The Moat contains water in places
5. East Elevation and The Plash. Emerging from the Shrubbery we gain another view of the Church and the Castle. The East Elevation is to all intents and purposes the Front and Entrance to the building. But looking in the opposite direction there’s a broad green meadow (The Plash) and the still waters of the Astley Pool fishing lake.
The East Elevation (Front) of Astley Castle
“The Old English plaesc, modernised as ‘plash’ means ‘a shallow piece of standing water, a marshy pool’ so this is likely to be an ancient natural feature, enhanced and adapted by the castle residents. … The Plash is dotted with trees, several of which are mature specimen trees – including a fine cedar tree.”
The Cedar Tree
The Plash and the Pool
6. Astley Pool and New Road. Our path takes us across The Plash to Astley Pool, a man-made lake. Although it may seem a typical 18th or 19th century creation it is first referred to in 1501. It is now a private fishing lake.
“The New Road was created to link the drive from Arbury Hall to a new access to Astley Castle. The first part of this was across the top of the pool dam and this would have provided a suitably attractive route up to the castle.”
7. Dark Lane and Castle Approach. The BTCV volunteers had been busy clearing the last lane that leads back to the village and the Castle. I was surprised to read in the interpretation notes that this lane was in fact a disused ‘holloway’. I have recently read Robert MacFarlane’s recent book “Holloway“. I had assumed that these features of the landscape only occurred in Dorset and the Downs of the South of England but here was one in the Midlands.
“‘Holloway – the hollow way. A sunken path, a deep and shady lane. A route that centuries of foot-fall, hoof-hit, wheel-roll and rain-run have harrowed into the land. A track worn down by the traffic of ages and the fretting of water, and in places reduced sixteen or eighteen feet beneath the level of the fields.’ “
[See more at: http://www.faber.co.uk/catalog/holloway/9780571302710#sthash.KNxb85gv.dpuf ]
And here we are back where we started at the approach to the castle. On the left is the Coach House like the Castle left to ruin but now repaired and water-tight although it has no use at the moment. Behind are the 18th century Gothick stables.
The Coach House
I return to the Castle to study the library and read more about ruins and the rich history of Astley and England.
Thank you for drawing my attention to “holloways”. I know quite a few in the South East, but didn’t know their name or ever, I’m ashamed to say, think about their history. Another book for the pile!

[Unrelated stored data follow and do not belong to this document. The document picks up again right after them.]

PR #3399, opened 2026-05-15
Tighten intake of envelopes when a crash happens

fractalwrench:
## Goal

Tightens up what envelopes are accepted by the `IntakeService` when a crash happens to avoid persisting unnecessary cached session payloads that show as duplicates. The `PeriodicSessionPartCacher` now has a condition where it terminates at the start of an operation if a crash has happened.

Additionally, `IntakeService` now detects whether an envelope is a JVM crash, and if so prevents taking any envelope other than a JVM crash and a complete session payload. This is achieved with an enum state machine.

## Testing

Added unit tests.

### DIFF
--- a/embrace-android-core/src/main/kotlin/io/embrace/android/embracesdk/internal/session/caching/PeriodicSessionPartCacher.kt
+++ b/embrace-android-core/src/main/kotlin/io/embrace/android/embracesdk/internal/session/caching/PeriodicSessionPartCacher.kt
@@ -18,10 +18,14 @@ class PeriodicSessionPartCacher(
 
     private var scheduledFuture: ScheduledFuture<*>? = null
 
+    @Volatile
+    private var stopped = false
+
     /**
      * It starts a background job that will schedule a callback to do periodic caching.
      */
     fun start(provider: Provider<Envelope<SessionPartPayload>?>) {
+        stopped = false
         scheduledFuture = this.worker.scheduleWithFixedDelay(
             onPeriodicCache(provider),
             0,
@@ -31,6 +35,9 @@ class PeriodicSessionPartCacher(
     }
 
     private fun onPeriodicCache(provider: Provider<Envelope<SessionPartPayload>?>) = Runnable {
+        if (stopped) {
+            return@Runnable
+        }
         EmbTrace.trace("snapshot-session") {
             try {
                 provider()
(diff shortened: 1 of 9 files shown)


embrace-android-core/src/main/kotlin/io/embrace/android/embracesdk/internal/session/caching/PeriodicSessionPartCacher.kt
```diff
@@ -18,10 +18,14 @@ class PeriodicSessionPartCacher(
 
     private var scheduledFuture: ScheduledFuture<*>? = null
 
+    @Volatile
+    private var stopped = false
```
bidetofevil, line 22: Do we need to synchronize around this or do we handle race conditions fine?

embrace-android-delivery/src/main/kotlin/io/embrace/android/embracesdk/internal/delivery/intake/IntakeServiceImpl.kt
```diff
@@ -40,13 +51,27 @@ class IntakeServiceImpl(
...
+        if (metadata.isCrashTerminatingProcess() && metadata.complete) {
+            if (state.compareAndSet(State.ACTIVE, State.CRASH_RECEIVED)) {
+                schedulingService.shutdown()
+                // non-blocking shutdown: reject subsequent submissions but defer the drain to
+                // payloadStore.handleCrash's later intakeService.shutdown() call
+                worker.shutdownAndWait(0)
+                processIntake(intake, metadata, staleEntry)
+                return immediateFuture()
             }
+            throw RejectedExecutionException("Rejecting as crash already accepted")
```
bidetofevil: I assume this and the later throw isn't expected to happen and if it does, we will catch this and log an internal error?

bidetofevil (approved):
LGTM.  A couple of non-blocking questions. Also, can we test this in the integration test as well?

embrace-android-core/src/main/kotlin/io/embrace/android/embracesdk/internal/session/caching/PeriodicSessionPartCacher.kt
fractalwrench: Volatile should be sufficient here

embrace-android-delivery/src/main/kotlin/io/embrace/android/embracesdk/internal/delivery/intake/IntakeServiceImpl.kt
fractalwrench: I've altered this to return `immediateFuture()` instead.

PR #3400, opened 2026-05-15
Alter what stored telemetry metadata is persisted

fractalwrench:
## Goal

Alters `StoredTelemetryMetadata` so that the active user session ID and session part ID is encoded in the filename, or 'none' if none is present. This will be required to dedupe cached/complete session payloads, but is likely to have a variety of use-cases.

## Testing

Added unit tests.


bidetofevil (approved):
LGTM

It’s a very slim volume, Nilly, so won’t take up too much space on the pile. I think there should have been a copy in the Astley Library. These holloways remind me of those 18th and 19th century man-made paths that landowners sometimes had created so that the ‘peasants’ could cross the estate without offending the sensibilities of those in the ‘big’ house.
Mr N agreed with me that old roads through abandoned villages often look like holloways – there’s a deep track down into Wharram Percy, a chalky area of course. He also told me I WOULD have heard of holloways if I’d read his W G Hoskins!
Mr N is an historical geographer of the first order!